What the task asks → Using the data below, show every line where the word "shown" occurs.
════════════════
PR #252, opened 2022-12-22
Use CPG IDs for stripy report path.

cassimons:
- Changes stripy output files to use CPG Ids
- Adds External ID into stripy HTML report

### DIFF
--- a/cpg_workflows/jobs/stripy.py
+++ b/cpg_workflows/jobs/stripy.py
@@ -78,6 +78,9 @@ def stripy(
         --locus {target_loci}
 
     ls $BATCH_TMPDIR/
+
+    # Add external ID into html report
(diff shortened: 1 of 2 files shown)


cpg_workflows/jobs/stripy.py
```diff
@@ -23,7 +23,7 @@ def stripy(
     json_path: Path,
     analysis_type: str = 'standard',
     job_attrs: dict | None = None,
-    overwrite: bool = False,
+    overwrite: bool = False
```
vladsavelyev, line 26: Is removal of comma intentional?

cassimons: No. just an artefact of merges that I did not bother to revert.  I can add it back in.

MattWellie (approved):

vladsavelyev (approved):

PR #256, opened 2023-01-03
Mechanics to pass a custom function to update `Analysis.meta`

vladsavelyev:
Supporting passing a custom python function to a stage that is evaluated after the stage is successfully finished. The function takes the output path as input, and returns a dictionary to merge into the `Analysis` entry's metadata.

Example usage is in the `test.test_status.py`:

```python
def _custom_update_meta(output_path: str) -> dict[str, Any]:
    from cloudpathlib import CloudPath

    with CloudPath(output_path).open() as f:
        return {'result': f.read().strip()}

@stage(analysis_type='custom', update_analysis_meta=_custom_update_meta)
class MyStage(SampleStage):
    def expected_outputs(self, sample: Sample) -> Path:
        return to_path(dataset_path('my_output.txt'))

    def queue_jobs(self, sample: Sample, inputs: StageInput) -> StageOutput | None:
        j = get_batch().new_job('My job', self.get_job_attrs(sample))
        j.command(f'echo 42 >> {j.output}')
        get_batch().write_output(j.output, str(self.expected_outputs(sample)))
        return self.make_outputs(sample, self.expected_outputs(sample), [j])

run_workflow(stages=[MyStage])
```

Successful job will produce an `Analysis` entry with the `result` field in `meta`:

```yaml
id = 1
output = 'gs://.../my_output.txt'
meta:
    result = 42
``` 

Context and inspiration for this feature: https://centrepopgen.slack.com/archives/C030X7WGFCL/p1671765903071339?thread_ts=1671672065.519439&cid=C030X7WGFCL

### DIFF
--- a/cpg_workflows/stages/align.py
+++ b/cpg_workflows/stages/align.py
@@ -2,6 +2,7 @@
 Stage that generates a CRAM file.
 """
 import logging
+from cloudpathlib import CloudPath
 
 from cpg_utils import Path
 from cpg_utils.config import get_config
--- a/cpg_workflows/status.py
+++ b/cpg_workflows/status.py
@@ -1,17 +1,23 @@
 """
 Metamist wrapper to report analysis progress.
 """
-
-from textwrap import dedent
+import inspect
 from abc import ABC, abstractmethod
+from typing import Callable, Any
 
 from cpg_utils import Path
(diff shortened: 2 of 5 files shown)


cassimons (approved):
LGTM thanks!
════════════════
Your solution →
(diff shortened: 1 of 2 files shown)
(diff shortened: 2 of 5 files shown)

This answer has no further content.